[Stored data entries]
PR #66, opened 2020-12-03
Hauki 117 edit page

minevala:
- Add edit-page for date-period
- Add edit-page-links to resource-page's date-period list items
- Add simple e2e-test for edit-page

Näyttökuva 2020-12-4 kello 10 47 30

Näyttökuva 2020-12-3 kello 16 15 33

* [Activity] Reproduce every line of the data exactly as it was written.

* [Completed task]
PR #66, opened 2020-12-03
Hauki 117 edit page

minevala:
- Add edit-page for date-period
- Add edit-page-links to resource-page's date-period list items
- Add simple e2e-test for edit-page

Näyttökuva 2020-12-4 kello 10 47 30

Näyttökuva 2020-12-3 kello 16 15 33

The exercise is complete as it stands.